A workflow is a declarative pipeline that executes multiple data operations in sequence. Instead of manually triggering each step and waiting for it to finish before starting the next, you define the full pipeline once and let the system handle orchestration.

Why workflows exist

Workflows solve problems that arise when data pipelines involve multiple dependent steps: Manual orchestration is error-prone. If you need to create a materialized view, wait for it to finish, then create a second view that reads from the first, doing this manually introduces risk. You might trigger the second step before the first completes, or forget a step entirely. Complex pipelines need coordination. As pipelines grow beyond two or three steps, tracking which step is running, what’s finished, and what’s next becomes increasingly difficult—especially when multiple team members are involved. Repeatable processes should be automated. If you’re running the same sequence of operations daily or weekly, defining it once as a workflow eliminates repetitive manual work and ensures consistency.

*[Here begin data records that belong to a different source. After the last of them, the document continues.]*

PR #3976, opened 2026-07-09
test(ci): CI-cover the F2 attachment read-gate security regression (extract to green real-DB file)

zensgit:
## Summary

- #3973 (F2) added attachment-download row-deny (404) / field-mask (403 FIELD_FORBIDDEN) enforcement, but its regression tests live inside `tests/integration/multitable-attachments.api.test.ts`, which is on the `vitest.config.ts` exclude list and is **not** wired into any real-DB CI job — so a future regression re-opening F2 would not turn CI red.
- Naively un-excluding that parent file is not safe on its own merits: it sits in the exclude list directly under the `comments.api.test.ts` entry, whose comment documents "8 pre-existing real-wire failures (`CommentService.mapRowToComment` drops containerId/targetId/targetFieldId)". **On inspection that comment belongs to `comments.api.test.ts`, not `multitable-attachments.api.test.ts`** — the attachments file self-mocks its DB pool (`vi.doMock`/`vi.spyOn(poolManager, 'get')`) and all 12/12 of its own tests pass standalone with no live DB and no `mapRowToComment` involvement at all (verified locally, see Test plan). So the F2 tests were never blocked by that specific 8-test failure; they were simply never wired into any CI job because the whole parent file predates the real-DB lane convention.
- This PR extracts just the two F2 assertions into a new self-contained real-DB file, `tests/integration/multitable-attachment-readgate.security.test.ts` (real Postgres via `poolManager`, same fixture pattern as `multitable-rowlevel-readdeny-enforce.test.ts` / `multitable-records-read-field-mask.test.ts` — no SQL-string-matching mocks to drift), and wires it as a WHOLE FILE into the `Run multitable real-DB integration` step in `plugin-tests.yml`.
- The original `multitable-attachments.api.test.ts` is untouched (still mock-based, still excluded, still not wired) — this PR does not attempt to fix or un-exclude it; that remains separate, lower-priority cleanup (refs the file's own future conversion, not any specific tracked issue).
- Added a clarifying comment in `vitest.config.ts` next to the `multitable-attachments.api.test.ts` exclude entry so the misattribution doesn't recur, and pointing at the new file as F2's actual CI coverage.

## Why this shape

- New capability tests belong in an independent module/file, not stacked onto an already-excluded mock file.
- Real-DB fixtures (namespaced by `Date.now()`, cleaned up in `afterAll`) instead of SQL-string mocks, per this repo's stated preference to avoid mock/wire drift.
- Zero permission/runtime code changes — test + CI wiring only.

## Mutation proof (both F2 gates independently)

Ran against a fresh scratch Postgres DB (`metasheet_f2ci_test`, migrated from a clean create) with `vitest.integration.config.ts`:

1. Baseline: `multitable-attachment-readgate.security.test.ts` → **3/3 green** (sentinel + row-deny 404 + field-mask 403).
2. Neutered the row-deny gate in `univer-meta.ts` (`ensureAttachmentDownloadReadable`, the `if (metadata.recordId && !access.isAdminRole && ...)` block guarding the 404) by forcing its condition to `false` → the row-deny test went **RED** (`expected 500 to be 404`, storage-read now falls through to a real download attempt against a nonexistent file). Restored via `git checkout --` (file was untouched relative to `origin/main` before and after, confirmed by `git diff origin/main --stat` showing zero hits on `univer-meta.ts`).
3. Re-ran → back to 3/3 green.
4. Neutered the field-mask gate (the `if (metadata.fieldId) { ... }` block guarding the 403) the same way → the field-mask test went **RED** (`expected 500 to be 403`). Restored via `git checkout --`.
5. Re-ran → back to 3/3 green.

This proves the extracted file actually exercises both F2 branches (not vacuously green).

## Test plan

- [x] `DATABASE_URL=postgresql://postgres@localhost:5432/metasheet_f2ci_test npx vitest --config vitest.integration.config.ts run tests/integration/multitable-attachment-readgate.security.test.ts` → 3/3 passed.
- [x] Mutation proof on both gates (see above) — RED then restored to GREEN.
- [x] Confirmed the original `tests/integration/multitable-attachments.api.test.ts` runs 12/12 green standalone (temporarily un-excluded locally only, then reverted) — establishing that it is NOT blocked by the `mapRowToComment` issue attributed to a neighboring exclude-list entry.
- [x] `git diff --name-only origin/main` = exactly `.github/workflows/plugin-tests.yml`, `packages/core-backend/tests/integration/multitable-attachment-readgate.security.test.ts`, `packages/core-backend/vitest.config.ts` — zero permission/runtime code changed, original attachments test file byte-identical to `origin/main`.
- [ ] CI green on this PR (`Run multitable real-DB integration` step).

Not merging / not enabling auto-merge — behavior-neutral test/CI work for review.


zensgit:
## 独立对抗门禁 — MERGE_CLEAN ✅

独立 gate(报告 `/tmp/pr3976-pr3853-gate-20260709.md`)在新鲜迁移 Postgres 上实跑:baseline 3/3 绿;两个 F2 闸独立 mutation 证明(neuter row-deny 闸 → expected 500 to be 404;neuter field-mask 闸 → expected 500 to be 403;恢复后全绿)——断言与 #3973 落地实现逐字节对应(univer-meta.ts 404 NOT_FOUND / 403 FIELD_FORBIDDEN),非镜像 fixture。fixture 命名空间唯一(`*_argate_*`),与两个兄弟套件同 vitest 同 pg 合跑 24/24 无碰撞。workflow 改动 append-only,接进 required `test (20.x)` lane = 真 merge-blocking。1 NIT(文件注释 'fails-not-skips' 措辞不精确,wired step 硬编码 DATABASE_URL 故无害)。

Workflows, tasks, and jobs

Understanding the relationship between these three concepts is key to working with the system effectively.

The three layers

Workflows define what should happen—a named, versioned sequence of operations. A workflow is a blueprint, not an execution. You create a workflow once and trigger it many times. Tasks are the individual steps within a workflow. Each task calls a specific operation (like creating a materialized view or refreshing one) with specific parameters. Tasks execute sequentially in the order they’re defined. Jobs are how tasks actually execute. The workflow system is an orchestration layer built on top of the existing jobs system. When a task runs, it creates a job—the same kind of job that’s created when you run a query or refresh a view manually.

How execution flows

When you trigger a workflow, here’s what happens:

The system creates a run—a specific execution instance with its own run_id
The first task starts and creates a job in the jobs system
The orchestrator waits for that job to complete
Once the job succeeds, the next task starts and creates its own job
This continues until all tasks complete or one fails

Each task creates its own independent job. This means you can monitor execution at two levels:

Workflow level — check the overall run status to see if the pipeline succeeded or failed
Job level — inspect individual jobs for detailed timing, errors, and output

Jobs created by workflows are automatically tagged with workflow_enqueued. On the Jobs page, you can filter by the Workflow Enqueued status or search by workflow_id or workflow_run_id to distinguish workflow-generated jobs from manually triggered ones.

Task dependencies and data passing

Tasks in a workflow execute sequentially—each task waits for the previous one to complete before starting. This sequential model is simple but powerful: later tasks can reference data created by earlier ones. For example, a workflow might:

Create a materialized view called active_users
Create a second materialized view that queries company_data.active_users

The workflow guarantees that step 1 finishes (and the dataset exists) before step 2 begins. Without workflows, you’d need to poll the jobs API and build this coordination logic yourself.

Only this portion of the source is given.